Kathi Lynn Wilcox (born November 19, 1969) is an American musician. She is the bass player in Bikini Kill and guitar player in The Casual Dots. She was also a member of the Julie Ruin and the Frumpies.

== Music career ==
Wilcox attended The Evergreen State College where she studied film and worked with Tobi Vail at a sandwich shop. During this time she and friends Kathleen Hanna and Vail collaborated on a feminist zine titled Bikini Kill. The three women enlisted guitarist Billy Karren and began a feminist punk band also called Bikini Kill. Wilcox provided bass, guitar, drums, and vocals for the band, which lasted throughout the '90s and is considered one of the definitive bands of the riot grrrl movement.

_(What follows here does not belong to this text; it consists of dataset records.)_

Issue #98, opened 2015-05-18
Smartypants


philsturgeon:
This is probably another package, but in the same vein as the potential markua package, it would be good to get [Smartypants](http://daringfireball.net/projects/smartypants/) involved.

This would help CommonMark projects be usable for printed books and whatnot, turning standard quotes into curly quotes and other similar bits.

philsturgeon:
Although if https://github.com/thephpleague/commonmark/issues/97 happens I don't know if LaTeX/Pandoc will handle that stuff magically. Either way, would be a nice one.

cebe:
for LaTeX these should be converted not to the unicode characters but LaTeX specific syntax: http://en.wikipedia.org/wiki/Quotation_mark#Typewriters_and_early_computers

philsturgeon:
Cool. Priority goes down the list, meaning I won’t bother to do it. :D

-- 
Phil

cebe:
you need this more than me right now, so we'll see ;)

philsturgeon:
I actually don’t need it at all if LaTeX does that stuff. Just a feature suggestion now.

cebe:
not sure how this works in english, but for german quotes you need special sytnax in LaTeX. Will check it out.

philsturgeon:
Oh I see, so I _will_ need it. I just need to make sure it outputs to either HTML entities or LaTeX special syntax.

-- 
Phil

cebe:
exactly

cebe:
german wikipedia has more details about the characters to be used: http://de.wikipedia.org/wiki/Anf%C3%BChrungszeichen#Kodierung

colinodell:
Smartypants is a great idea, but I do think it should be its own separate package.  You might be able to implement it as an Inline Processor (which iterates over Inlines, performing modifications to them).  If not then we could look at expanding the "Extension API" to make these types of addons easier to implement.

cebe:
One important part is that it should not be applied to code blocks and also inline code. Will check out the API and let you know if there are limitations.

PR #134, opened 2015-07-07
Add smart punctuation

bfrohs:
Per jgm/commonmark.js@7bd852b40170f9a32864c6644ac7b5248f880f12

This PR implements the smart punctuation work done in commonmark.js and fixes a few bugs with this package.

- Smart quote, ellipsis, and en/em-dash replacement
- Punctuation tests added from jgm/commonmark.js
- Fix a unicode issue with parsing (see Environment.php)
- Fix bug where only a single Processor could be added (see closeBracketParser.php, EmphasisProcessor.php, and InlineParserEngine.php)

### DIFF
--- a/composer.json
+++ b/composer.json
@@ -23,6 +23,7 @@
     "require-dev": {
         "erusev/parsedown": "~1.0",
         "jgm/CommonMark": "0.20",
+        "jgm/SmartPunct": "0.20",
         "michelf/php-markdown": "~1.4",
         "phpunit/phpunit": "~4.3",
         "phpunit/phpunit-mock-objects": "2.3.0",
@@ -36,6 +37,17 @@
                 "version": "0.20",
                 "dist": {
                     "url": "http://spec.commonmark.org/0.20/spec.txt",
+                    "type": "file"
+                }
+            }
+        },
+        {
+            "type": "package",
+            "package": {
+                "name": "jgm/SmartPunct",
+                "version": "0.20",
+                "dist": {
+                    "url": "https://raw.githubusercontent.com/jgm/commonmark.js/0.20.0/test/smart_punct.txt",
                     "type": "file"
                 }
             }
--- a/src/Inline/Parser/SmartPunctParser.php
+++ b/src/Inline/Parser/SmartPunctParser.php
@@ -1,0 +1,77 @@
+<?php
+
+/*
+ * This file is part of the league/commonmark package.
+ *
+ * (c) Colin O'Dell <colinodell@gmail.com>
+ *
+ * Original code based on the CommonMark JS reference parser (http://bitly.com/commonmark-js)
+ *  - (c) John MacFarlane
+ *
+ * For the full copyright and license information, please view the LICENSE
+ * file that was distributed with this source code.
+ */
+
+namespace League\CommonMark\Inline\Parser;
+
+use League\CommonMark\ContextInterface;
+use League\CommonMark\InlineParserContext;
+use League\CommonMark\Inline\Element\Text;
+
+class SmartPunctParser extends AbstractInlineParser
+{
+    /**
+     * @return string[]
+     */
+    public function getCharacters()
+    {
+        return ['-', '.'];
+    }
+
+    /**
+     * @param ContextInterface $context
+     * @param InlineParserContext $inlineContext
+     *
+     * @return bool
+     */
+    public function parse(ContextInterface $context, InlineParserContext $inlineContext)
+    {
+        $cursor = $inlineContext->getCursor();
+        $ch = $cursor->getCharacter();
+
+        // Ellipses
+        if ($ch === '.' && $matched = $cursor->match('/^\\.( ?\\.)\\1/'))
+        {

Wilcox's other musical projects include The Frumpies with Vail, Karren, Michelle Mae (The Make-Up), and Molly Neuman (Bratmobile); The Casual Dots with Christina Billotte (Slant 6, Quix*o*tic) and Steve Dore; and The Julie Ruin with Hanna, Kenny Mellman (Kiki & Herb), Carmine Covelli, and Sara Landeau.

Wilcox collaborated with Fugazi's Brendan Canty on the theme song to the punk rock-oriented children's show Pancake Mountain.

==Personal life==
Wilcox is married to Guy Picciotto from Fugazi. They have one child and live in Brooklyn.